# Never seen a wire rack like this on a schwinn before! Have you?



## jason morton (Aug 15, 2015)

Never seen a wire rack like this before! Have you? If so then is it Schwinn factory?http://www.ebay.com/itm/1964-Schwin...s-Rare-find-/281772793922?hash=item419af7a042


----------



## schwinnbikebobb (Aug 15, 2015)

Kinda cool but not Schwinn.


----------



## jason morton (Aug 15, 2015)

Thnx bob. I didn't think so. It does look cool.


----------



## GTs58 (Aug 15, 2015)

I donno Bob, the seller says, "*This is a 100%  all original Schwinn *boys 26" bike 2 speed bendrix hub 1964 model."   

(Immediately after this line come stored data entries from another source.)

PR #2479, opened 2020-05-21
more vulkan adaptations

YunHsiao:


cocos/renderer/core/gfx/GFXFence.h
```diff
@@ -0,0 +1,26 @@
+#ifndef CC_CORE_GFX_FENCE_H_
+#define CC_CORE_GFX_FENCE_H_
```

Probably a Wald or similar aftermarket piece. I think it looks funny, needs to be shortened up a wee bit.


----------



## schwinnbikebobb (Aug 15, 2015)

Well I stand corrected!!   It must be Schwinn if the seller says so! Gawd if I had a nickel for every time I heard that!  Most people think if it has Schwinn parts no matter when they are from it's 100% original.  I think I went to school with Ben Drix!!!   He was always at the hub of any activity. Liked to wear red striped shirts I recall.


----------



## kingsilver (Aug 16, 2015)

*Columbia thunderbolt rack?*

That rack looks like the one  i had on my 1961 flamboyant red columbia thunderbolt, which is in the middle weight bike gallery, nostalgic. Net.. The painted rack plate sits on top. Has three cross members as MY thunderbolt. Also, the two loop holes on the back ARE where the red reflectors attach, and also secures the rack plate. The only slight difference i can see on the sellers bike is THAT the rack arms that attach to the seat post are bent downward, mine where bent upward. NOTE, THE INNER WIRE SHAPE IS EXACTLY LIKE THE THUNDERBOLT RACK PLATE.


----------



## kingsilver (Aug 16, 2015)

Rack looks like from a girls 1960's columbia thunderbolt. Seatpost arms facing downward. Boys upwards.


----------



## jason morton (Aug 17, 2015)

From girls 1960s Columbia thunderbolt agreed !


----------